What is your academic background?

I have a bachelor of arts in international relations from the American University in Cairo. Subsequently, I pursued a master of arts in Middle East politics from Exeter University in the UK and a Master of Law in Public International law from the London School of Economics and Political Science. And lastly, I graduated with a PhD in law from Montreal University. 

What advice would you give to an aspiring researcher in your field?

My advice for aspiring researchers in the field is to follow their passions in the field. Even if the topic that they are interested in has been extensively researched, don’t give up to soon on finding new ways to explore the topic. It takes a lot of diligence, courage and can be hard to do. In addition, and even if your topic is entrenched in the field of international law, reach out across different disciplines. You will be surprised how enriching to your analysis this can be. 

Do you have plans for future books? What’s next in the pipeline for you?
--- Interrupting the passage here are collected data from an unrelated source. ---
PR #3041, opened 2021-12-07
Initial addition of FirehoseBlockIngestor for NEAR (and other Firehose chains)

maoueh:
The actual FirehoseBlockIngestor is generic enough to be re-usable on all chains that have Firehose support. This is the initial implementation that just follow chain head and update the head blocks. Rather naive in its approach right now.

Current limitations that I would like to discuss:
- ~Chain net_version and genesis_hash already exist with a default value. Now the value is fetched from Firehose correctly so there is a mismatch. How we should handle that, just delete the prior record "manually" before deploying? Automatically override if current value is XYZ? I would opt for the latter~. Going to fix it in the migrations that adds the `head_block_cursor` directly.
- ~Still need to discuss how we want to handler backfilling. There is different options available: backfill straight inside graph-node with a different cursor, backfill with graph-man in parallel fashion, backfill on demand when requestion block number to block hash~. Backfilling will be managed directly by `graph-node`. Two "stream" will fill concurrently, one from live tracking chain head, the other one from genesis up to joint point with live "stream". PR will be submitted independently for this feature.
- ~Currently doing 3 calls to database: upsert_block, attemp_chain_update and set_head_cursor, I would like to refactor that inside 1 efficient transaction instead (if possible, wanted to discuss that first before doing it).~ Merged in a single transaction with `undo` doing nothing and `new` block always updating `head_chain_block` without dealing with ancestor blocks and the like.

### DIFF
--- a/chain/ethereum/src/codec.rs
+++ b/chain/ethereum/src/codec.rs
@@ -1,12 +1,16 @@
 #[path = "protobuf/dfuse.ethereum.codec.v1.rs"]
 mod pbcodec;
 
-use graph::prelude::{
-    web3,
-    web3::types::TransactionReceipt as w3TransactionReceipt,
-    web3::types::{Bytes, H160, H2048, H256, H64, U256, U64},
-    EthereumBlock, EthereumBlockWithCalls, EthereumCall, LightEthereumBlock,
+use graph::{
+    blockchain::{Block as BlockchainBlock, BlockPtr},
+    prelude::{
+        web3,
+        web3::types::TransactionReceipt as w3TransactionReceipt,
+        web3::types::{Bytes, H160, H2048, H256, H64, U256, U64},
+        BlockNumber, EthereumBlock, EthereumBlockWithCalls, EthereumCall, LightEthereumBlock,
+    },
 };
+use std::convert::TryFrom;
 use std::sync::Arc;
 
 use crate::chain::BlockFinality;
@@ -292,6 +296,40 @@ impl Into<EthereumBlockWithCalls> for &Block {
                     })
                     .collect(),
             ),
+        }
+    }
+}
+
+impl From<Block> for BlockPtr {
+    fn from(b: Block) -> BlockPtr {
+        (&b).into()
+    }
+}
+
+impl<'a> From<&'a Block> for BlockPtr {
+    fn from(b: &'a Block) -> BlockPtr {
+        BlockPtr::from((H256::from_slice(b.hash.as_ref()), b.number))
+    }
+}
+
+impl BlockchainBlock for Block {
+    fn number(&self) -> i32 {
+        BlockNumber::try_from(self.number).unwrap()
+    }
+
+    fn ptr(&self) -> BlockPtr {
+        self.into()
+    }
+
+    fn parent_ptr(&self) -> Option<BlockPtr> {
+        let parent_hash = &self.header.as_ref().unwrap().parent_hash;
+
+        match parent_hash.len() {
+            0 => None,
+            _ => Some(BlockPtr::from((
+                H256::from_slice(parent_hash.as_ref()),
+                self.number - 1,
+            ))),
         }
     }
 }
--- a/graph/src/blockchain/firehose_block_ingestor.rs
+++ b/graph/src/blockchain/firehose_block_ingestor.rs
@@ -15,7 +15,6 @@ pub struct FirehoseBlockIngestor<M>
 where
     M: prost::Message + BlockchainBlock + Default + 'static,
 {
-    ancestor_count: i32,
     chain_store: Arc<dyn ChainStore>,
     endpoint: Arc<FirehoseEndpoint>,
     logger: Logger,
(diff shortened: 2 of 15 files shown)


maoueh:
Ready for review.

graph/src/blockchain/firehose_block_ingestor.rs
```diff
@@ -0,0 +1,156 @@
...
+        while let Some(message) = stream.next().await {
+            match message {
+                Ok(v) => {
+                    let step = bstream::ForkStep::from_i32(v.step)
+                        .expect("Fork step should always match to known value");
+
+                    let result = match step {
+                        bstream::ForkStep::StepNew => self.process_new_block(&v).await,
+                        bstream::ForkStep::StepUndo => {
+                            trace!(self.logger, "Received undo block to ingest, skipping");
```
leoyvens, line 110: Lets make this `debug!`.

graph/src/blockchain/firehose_block_ingestor.rs
```diff
@@ -0,0 +1,156 @@
...
+            "Stream blocks complete unexpectedly, expecting stream to always stream blocks"
+        );
+        latest_cursor
+    }
+
+    async fn process_new_block(&self, response: &bstream::BlockResponseV2) -> Result<(), Error> {
+        let block = decode_firehose_block::<M>(response)
+            .context("Mapping firehose block to blockchain::Block")?;
+
+        trace!(self.logger, "Received new block to ingest {}", block.ptr());
```
leoyvens, line 146: Trace is off by default and this isn't that frequent, lets make it `debug!`.

graph/src/components/store.rs
```diff
@@ -1317,6 +1317,23 @@ pub trait ChainStore: Send + Sync + 'static {
     /// The head block pointer will be None on initial set up.
     fn chain_head_ptr(&self) -> Result<Option<BlockPtr>, Error>;
 
+    /// Get the current head block cursor for this chain.
+    /// Any changes to the head block cursor will be to a block with a larger block number, never
+    /// to a block with a smaller or equal block number.
```
leoyvens, line 1322: Even in case of a revert?

node/src/main.rs
```diff
@@ -333,6 +336,14 @@ async fn main() {
                 start_block_ingestor(&logger, block_polling_interval, ethereum_chains);
             }
 
+            if near_chains.len() > 0 {
```
leoyvens, line 339: This check can be removed since `start_firehose_block_ingestor` is a noop if `near_chains` is empty. It will just log "starting 0 chains" but that's ok imo

graph/src/blockchain/firehose_block_ingestor.rs
maoueh: This is much more frequent on higher throughput chain like NEAR, printed each second. I would keep it at trace personally. What do you think?

leoyvens: Once a second isn't so bad, and in setups with multiple graph node processes the ingestor is its own process. That said, the ideal thing might be to keep this as trace but add a prometheus metric to track the latest block ingested, like the `ethereum_chain_head_number` metric in the current block ingestor.

chain/ethereum/src/codec.rs
```diff
@@ -295,3 +299,37 @@ impl Into<EthereumBlockWithCalls> for &Block {
...
+
+    fn ptr(&self) -> BlockPtr {
+        self.into()
+    }
+
+    fn parent_ptr(&self) -> Option<BlockPtr> {
+        let parent_hash = &self.header.as_ref().unwrap().parent_hash;
+
+        match parent_hash.len() {
+            0 => None,
```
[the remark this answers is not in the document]
maoueh: Actually the field is probably not populated at all in the protobuf serialization format at all, but since a `parent_hash` is backed in Rust by `::prost::alloc::vec::Vec<u8>`, `Vec` here is the empty vector.

graph/src/blockchain/firehose_block_ingestor.rs
```diff
@@ -0,0 +1,156 @@
...
+            info!(
+                self.logger,
+                "Blockstream disconnected, connecting"; "endpoint uri" => format_args!("{}", self.endpoint), "cursor" => format_args!("{}", latest_cursor),
+            );
+
+            let result = self
+                .endpoint
+                .clone()
+                .stream_blocks(bstream::BlocksRequestV2 {
+                    start_block_num: -1,
```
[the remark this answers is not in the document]
maoueh: Will add, note also the hovering the field(s) give some extra documentation (picked from the protobuf source files when they are generated).

For the cursor vs start block, the reasoning to make it easier to code instead of having two code path:

```
if cursor != <empty>
  StartStream(..., cursor: ...)
else
  StartStream(start_block, ...)
end
```

graph/src/blockchain/firehose_block_ingestor.rs
```diff
@@ -0,0 +1,156 @@
...
+                }
+            }
+        }
+    }
+
+    async fn process_blocks(
+        &self,
+        cursor: String,
+        mut stream: Streaming<bstream::BlockResponseV2>,
+    ) -> String {
```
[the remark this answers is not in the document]
maoueh: I'll keep this after #3054 and do it everywhere.

graph/src/blockchain/firehose_block_ingestor.rs
maoueh: Ok I'll create a new issue once we have this PR merged to do that (metric of `firehose_chain_head_number`).

graph/src/components/store.rs
maoueh: Forgot to adjust this comment after changing the behavior.

leoyvens (approved):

For the moment, I do not have any plans for future books.Currently however, I am conducting research on the integration related challenges facing Syrians who have been resettled in Canada, through private or government sponsorship since 2015. To date, there have been an estimated 40,000 Syrians who have been resettled by Canada since the beginning of the Syrian civil war, many of whom have come to reside in Quebec, the French speaking province where I reside and I have an article on this issue that will be published in spring 2020.

What is the last book you read (non-academic)?

I am a mother, so I am afraid that the last book I read was a parenting book: How to Talk so Little Kids Will Listen: A Survival Guide to Life with Children Ages 2-7 by Joanna Faber and Julie King. Currently, I am reading a book in Arabic called Al-Mawlooda (The Newborn) by Nadia Kamal, which, in a nutshell, a novel about the life of the author’s mother, who was born to an Egyptian Jewish father and an Italian mother. The pair met in the 1920s and lived in Cairo, Egypt.